Sollte man mit Stufe 16 als Bandit/Jäger einen Oger besiegen können? 
  Ich hab ja Ghule bisher als bockschwer-bis-unmöglich angesehen, aber so ein Oger macht ja noch schneller Schluss.    
 Ich hab' mal einen Oger zu den banditen gelockt - die haben da 10min drauf rumgeklopft und der hatte immer noch über 50% Lebenspunkte.


----------



## agvoter (13. Oktober 2009)

*AW: [Sammelthread] Risen - Quests/Gegenstände/NPCs*

Ich habe auch mal einen Oger zu den Banditen gelockt. Die haben sich dann mit dem gekloppt und ich hab dem Viech währenddessen mit Feuerbällen eingeheizt. Irgendwann war der Oger dann fast tot, da hab ich ihn dann erledigt und die 300 EP abgesahnt  Zudem sind bei dem Kampf auch einige Banditen draufgegangen, die einige nützliche Sachen bei sich trugen 


 Alleine kann ich einem Oger so ca. die Hälfte seiner Lebenspunkte abziehen, bevor ich selber sterbe. Mit ein bisschen Glück sogar auch ein Dreiviertel.


----------



## Herbboy (13. Oktober 2009)

*AW: [Sammelthread] Risen - Quests/Gegenstände/NPCs*



agvoter schrieb:


> IAlleine kann ich einem Oger so ca. die Hälfte seiner Lebenspunkte abziehen, bevor ich selber sterbe. Mit ein bisschen Glück sogar auch ein Dreiviertel.

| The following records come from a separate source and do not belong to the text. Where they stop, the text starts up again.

PR #1850, opened 2022-07-10
added optional mavsdk server built with grpc proto reflection. This a…

ykhedar:
…llows quick debugging using tools like grpcurl. The feature can be tested as follows:

1. Build the server with the following command from the src directory:

`cmake -DCMAKE_BUILD_TYPE=Release -DBUILD_SHARED_LIBS=OFF -DBUILD_MAVSDK_SERVER=ON -DBUILD_WITH_PROTO_REFLECTION=ON -Bbuild/default -H.
`

2. Run the SITL with this server.
3. Use [grpcurl](https://github.com/fullstorydev/grpcurl) like follows:

`./grpcurl -plaintext localhost:50051 mavsdk.rpc.telemetry.TelemetryService/SubscribePosition`

This should print the telemetry:

`{
  "position": {
    "latitude_deg": 47.397742099999995,
    "longitude_deg": 8.5455937,
    "absolute_altitude_m": 488.07004,
    "relative_altitude_m": 0.010000001
  }
}`
`
{
  "position": {
    "latitude_deg": 47.397742099999995,
    "longitude_deg": 8.5455937,
    "absolute_altitude_m": 488.07004,
    "relative_altitude_m": 0.010000001
  }
}`
`
{
  "position": {
    "latitude_deg": 47.397742099999995,
    "longitude_deg": 8.5455937,
    "absolute_altitude_m": 488.07004,
    "relative_altitude_m": 0.010000001
  }
}`

### DIFF
--- a/CMakeLists.txt
+++ b/CMakeLists.txt
@@ -3,6 +3,7 @@ cmake_minimum_required(VERSION 3.13)
 option(HUNTER_ENABLED "Enable Hunter package manager support" OFF)
 option(SUPERBUILD "Build dependencies" ON)
 option(BUILD_MAVSDK_SERVER "Build mavsdk_server" OFF)
+option(BUILD_WITH_PROTO_REFLECTION "Build MAVSDK Server with Proto Reflection" OFF)
 option(BUILD_SHARED_LIBS "Build core as shared libraries instead of static ones" ON)
 
 if(SUPERBUILD AND HUNTER_ENABLED)
--- a/CMakeLists.txt
+++ b/CMakeLists.txt
@@ -3,7 +3,7 @@ cmake_minimum_required(VERSION 3.13)
 option(HUNTER_ENABLED "Enable Hunter package manager support" OFF)
 option(SUPERBUILD "Build dependencies" ON)
 option(BUILD_MAVSDK_SERVER "Build mavsdk_server" OFF)
-option(BUILD_WITH_PROTO_REFLECTION "Build MAVSDK Server with Proto Reflection" OFF)
+option(BUILD_WITH_PROTO_REFLECTION "Build mavsdk_server with proto reflection" OFF)
 option(BUILD_SHARED_LIBS "Build core as shared libraries instead of static ones" ON)
 
 if(SUPERBUILD AND HUNTER_ENABLED)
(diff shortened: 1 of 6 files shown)


CMakeLists.txt
```diff
@@ -3,6 +3,7 @@ cmake_minimum_required(VERSION 3.13)
 option(HUNTER_ENABLED "Enable Hunter package manager support" OFF)
 option(SUPERBUILD "Build dependencies" ON)
 option(BUILD_MAVSDK_SERVER "Build mavsdk_server" OFF)
+option(BUILD_WITH_PROTO_REFLECTION "Build MAVSDK Server with Proto Reflection" OFF)
```
JonasVautherin, line 6: Nitpick, for consistency with the option above :innocent:.

```suggestion
option(BUILD_WITH_PROTO_REFLECTION "Build mavsdk_server with proto reflection" OFF)
```

src/mavsdk_server/src/CMakeLists.txt
```diff
@@ -43,10 +44,15 @@ else()
     add_library(mavsdk_server ${MAVSDK_SERVER_SOURCES})
 endif()
 
+if(BUILD_WITH_PROTO_REFLECTION)
```
JonasVautherin, line 47: Just wondering: instead of having that split in 3 places, what about simply adding another `target_link_libraries` below the current one? Like this:

```cmake
if(BUILD_WITH_PROTO_REFLECTION)
    target_link_libraries(mavsdk_server
        PRIVATE
        gRPC::grpc++_reflection
    )
endif()
```

Feels more direct/clearer to me. Do you have an opinion?

JonasVautherin (changes requested):
Looks nice!

Just a nitpick and an open question for you :blush:

src/mavsdk_server/src/CMakeLists.txt
ykhedar: Agree with you there :) and updated accordingly.

src/mavsdk_server/src/grpc_server.cpp
```diff
@@ -142,6 +142,10 @@ int GrpcServer::run()
     builder.RegisterService(&_tune_service);
 #endif
 
+#ifdef BUILD_WITH_PROTO_REFLECTION
```
JonasVautherin, line 145: Wait, does this have an effect? I don't think cmake will propagate it from `-DBUILD_WITH_PROTO_REFLECTION` to C++. You have to explicitly set it from the CMakeLists, right? Or does this work? :thinking:

ykhedar: You caught me there ;). commited with the fix.

JonasVautherin (approved):
Thanks a lot!

julianoes (approved):

PR #1854, opened 2022-07-13
Just for testing

JonasVautherin:
There is this weird crash on iOS when the wifi hotspot (of Herelink, not on the iOS device) is stopped. Not when e.g. mavlink-router is stopped, but really when the wifi hotspot is stopped. I don't get what and can't manage to get a good stack trace.

I have no clue how the wifi connection would be related to a crash (mavsdk_server receives datagrams over UDP, it should not care about the wifi connection at all).

Anyway, I am wondering if maybe there is something in the gRPC server. This is completely a guess, I want to see what happens if the gRPC server only accepts localhost connections.


JonasVautherin:
That's not it, but it was worth a try :(

PR #1855, opened 2022-07-14
Local protoc-gen-mavsdk install

julianoes:
@devbharat suggested to install the protoc-gen-mavsdk package locally and therefore avoiding some of the potential headaches when the system wide package is not the correct version, or not installed.

Objections @JonasVautherin?


JonasVautherin (approved):
Seems alright to me :+1:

 also, inzwischen (magier level 14 mit feuerball stufe 5-6) hab ich nen oger, der im osten oben auf nem hügel lagerte, recht gut besiegen können, halt immer schön rückwärts laufen und dabei feuerball, aber trotzdem 3 mal neugeladen... wie das im nahkampf is: keine ahnung...  der oger hat nen mächtigen rumms, man sollte wohl am besten im kreis um ihn rumlaufen und nur zuschlagen, nachdem er selber grad in den boden gehauen hat... 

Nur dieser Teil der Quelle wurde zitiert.